Try it: Copy out all of the entries below without any change.

===== Data to examine

PR #10050, opened 2026-09-08
refactor: simplify TreeGrid connector scrollToIndex

vursen:
## Description

`scrollToIndex` asks the server to preload the range around the target. The response clears the old range while its rows are still rendered, so those rows request their pages again. The connector avoided this by blocking page loading for as long as a `scrollToIndex` call was pending. This change removes the block and instead resolves the stale requests right after the scroll, before they turn into a server request.

- Removed the `_shouldLoadCachePage` override from `treeGridConnector.ts`
- Made `scrollToIndex` call `resolvePendingCallbacks()` after scrolling to the preloaded range

## Type of change

- Refactor

### DIFF
--- a/vaadin-grid-flow-parent/vaadin-grid-flow/src/main/resources/META-INF/frontend/vaadin-grid/treeGridConnector.ts
+++ b/vaadin-grid-flow-parent/vaadin-grid-flow/src/main/resources/META-INF/frontend/vaadin-grid/treeGridConnector.ts
@@ -33,20 +33,11 @@ function initLazy(grid: FlowTreeGrid) {
 
   window.Vaadin.Flow.gridConnector.initLazy(grid);
 
-  grid._dataProviderController._shouldLoadCachePage = function (cache, page) {
-    // `$server.setViewportRangeByIndexPath` sends a preloaded viewport range based on
-    // the provided index path and `padding` parameter. Applying the new range clears
-    // the old range, which is still visible because the actual scroll happens only
-    // after all connector calls in that update are processed. This check prevents
-    // the old range from being unnecessarily re-requested while the new range is
-    // still being processed, which could cause flickering.
-    return !grid.__pendingScrollToIndexes;
-  };
-
   grid.scrollToIndex = async function (...indexes) {
-    grid.__pendingScrollToIndexes = indexes;
-
     if (!grid.clientHeight || !grid._columnTree || grid._dataProviderController.isLoading()) {
+      // Not ready yet. The web component retries from __scrollToPendingIndexes
+      // once a page has loaded or the grid has become visible.
+      grid.__pendingScrollToIndexes = indexes;
       return;
     }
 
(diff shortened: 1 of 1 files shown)


vursen:
The fix can be backported to 25.3 as is, but backporting to 25.2 and 25.1 would require a slightly different solution because there is no `$connector.resolvePendingRequests()` in those versions.

vaadin-grid-flow-parent/vaadin-grid-flow/src/main/resources/META-INF/frontend/vaadin-grid/vaadin-grid-types.d.ts
```diff
@@ -96,7 +96,7 @@ export interface FlowGridInternals {
 }
 
 /** The Flow grid element */
-export type FlowGrid = Grid<Item> & FlowGridInternals;
+export type FlowGrid = FlowGridInternals & Grid<Item>;
```
vursen: **note:** Changing the order makes `FlowGridInternals` (and `FlowTreeGridInternals`) take priority over `Grid<Item>`'s properties

vaadin-grid-flow-parent/vaadin-grid-flow-integration-tests/test/shared.ts
```diff
@@ -38,13 +41,13 @@ export type GridConnector = Omit<ConnectorGridConnector, 'doSelection' | 'doDese
   updateFlatData(updatedItems: Item[]): void;
 };
 
-export type FlowGrid = {
+type TestGridInternals = {
   $connector: GridConnector;
   $server: GridServer;
-} & ConnectorFlowGrid & {
-    _flatSize: number;
-    _updateItem: (index: number, item: Item) => void;
```
vursen, line 46: **note:** `_updateItem` was left out because of no usages.

vaadin-grid-flow-parent/vaadin-grid-flow/src/main/resources/META-INF/frontend/vaadin-grid/treeGridConnector.ts
```diff
@@ -55,7 +46,12 @@ function initLazy(grid: FlowTreeGrid) {
     const flatIndex = await grid.$server.setViewportRangeByIndexPath(indexes, padding);
```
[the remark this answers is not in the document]
vursen: The issue isn't serious: the expected viewport will just get re-requested after scrolling, resulting in one extra round trip. Besides, fixing that was never the goal of the original solution.

vaadin-grid-flow-parent/vaadin-grid-flow-integration-tests/test/tree-grid-connector-scroll-to-index.test.ts
```diff
@@ -0,0 +1,128 @@
...
+
+        // Scroll past the loaded page
+        grid.$.table.scrollTop = 100 * 36;
+        await nextFrame();
+        await aTimeout(GRID_CONNECTOR_ROOT_REQUEST_DELAY);
+        expect(grid.$server.setViewportRange).to.be.calledOnce;
+      });
+    });
+
+    describe('initially non-empty data set', () => {
```
sissbruecker: This does exactly the same as `should run the deferred scroll when the data set becomes non-empty`

sissbruecker (approved):

vursen:
This fix kind of solves the reported issue, but I also wonder if it's correct that the grid attempts to scroll to an index after first being rendered with an empty data set and then a non-empty one.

==========

The completed task:
PR #10050, opened 2026-09-08
refactor: simplify TreeGrid connector scrollToIndex

vursen:
## Description

`scrollToIndex` asks the server to preload the range around the target. The response clears the old range while its rows are still rendered, so those rows request their pages again. The connector avoided this by blocking page loading for as long as a `scrollToIndex` call was pending. This change removes the block and instead resolves the stale requests right after the scroll, before they turn into a server request.

- Removed the `_shouldLoadCachePage` override from `treeGridConnector.ts`
- Made `scrollToIndex` call `resolvePendingCallbacks()` after scrolling to the preloaded range

## Type of change

- Refactor

### DIFF
--- a/vaadin-grid-flow-parent/vaadin-grid-flow/src/main/resources/META-INF/frontend/vaadin-grid/treeGridConnector.ts
+++ b/vaadin-grid-flow-parent/vaadin-grid-flow/src/main/resources/META-INF/frontend/vaadin-grid/treeGridConnector.ts
@@ -33,20 +33,11 @@ function initLazy(grid: FlowTreeGrid) {
 
   window.Vaadin.Flow.gridConnector.initLazy(grid);
 
-  grid._dataProviderController._shouldLoadCachePage = function (cache, page) {
-    // `$server.setViewportRangeByIndexPath` sends a preloaded viewport range based on
-    // the provided index path and `padding` parameter. Applying the new range clears
-    // the old range, which is still visible because the actual scroll happens only
-    // after all connector calls in that update are processed. This check prevents
-    // the old range from being unnecessarily re-requested while the new range is
-    // still being processed, which could cause flickering.
-    return !grid.__pendingScrollToIndexes;
-  };
-
   grid.scrollToIndex = async function (...indexes) {
-    grid.__pendingScrollToIndexes = indexes;
-
     if (!grid.clientHeight || !grid._columnTree || grid._dataProviderController.isLoading()) {
+      // Not ready yet. The web component retries from __scrollToPendingIndexes
+      // once a page has loaded or the grid has become visible.
+      grid.__pendingScrollToIndexes = indexes;
       return;
     }
 
(diff shortened: 1 of 1 files shown)


vursen:
The fix can be backported to 25.3 as is, but backporting to 25.2 and 25.1 would require a slightly different solution because there is no `$connector.resolvePendingRequests()` in those versions.

vaadin-grid-flow-parent/vaadin-grid-flow/src/main/resources/META-INF/frontend/vaadin-grid/vaadin-grid-types.d.ts
```diff
@@ -96,7 +96,7 @@ export interface FlowGridInternals {
 }
 
 /** The Flow grid element */
-export type FlowGrid = Grid<Item> & FlowGridInternals;
+export type FlowGrid = FlowGridInternals & Grid<Item>;
```
vursen: **note:** Changing the order makes `FlowGridInternals` (and `FlowTreeGridInternals`) take priority over `Grid<Item>`'s properties

vaadin-grid-flow-parent/vaadin-grid-flow-integration-tests/test/shared.ts
```diff
@@ -38,13 +41,13 @@ export type GridConnector = Omit<ConnectorGridConnector, 'doSelection' | 'doDese
   updateFlatData(updatedItems: Item[]): void;
 };
 
-export type FlowGrid = {
+type TestGridInternals = {
   $connector: GridConnector;
   $server: GridServer;
-} & ConnectorFlowGrid & {
-    _flatSize: number;
-    _updateItem: (index: number, item: Item) => void;
```
vursen, line 46: **note:** `_updateItem` was left out because of no usages.

vaadin-grid-flow-parent/vaadin-grid-flow/src/main/resources/META-INF/frontend/vaadin-grid/treeGridConnector.ts
```diff
@@ -55,7 +46,12 @@ function initLazy(grid: FlowTreeGrid) {
     const flatIndex = await grid.$server.setViewportRangeByIndexPath(indexes, padding);
```
[the remark this answers is not in the document]
vursen: The issue isn't serious: the expected viewport will just get re-requested after scrolling, resulting in one extra round trip. Besides, fixing that was never the goal of the original solution.

vaadin-grid-flow-parent/vaadin-grid-flow-integration-tests/test/tree-grid-connector-scroll-to-index.test.ts
```diff
@@ -0,0 +1,128 @@
...
+
+        // Scroll past the loaded page
+        grid.$.table.scrollTop = 100 * 36;
+        await nextFrame();
+        await aTimeout(GRID_CONNECTOR_ROOT_REQUEST_DELAY);
+        expect(grid.$server.setViewportRange).to.be.calledOnce;
+      });
+    });
+
+    describe('initially non-empty data set', () => {
```
sissbruecker: This does exactly the same as `should run the deferred scroll when the data set becomes non-empty`

sissbruecker (approved):

vursen:
This fix kind of solves the reported issue, but I also wonder if it's correct that the grid attempts to scroll to an index after first being rendered with an empty data set and then a non-empty one.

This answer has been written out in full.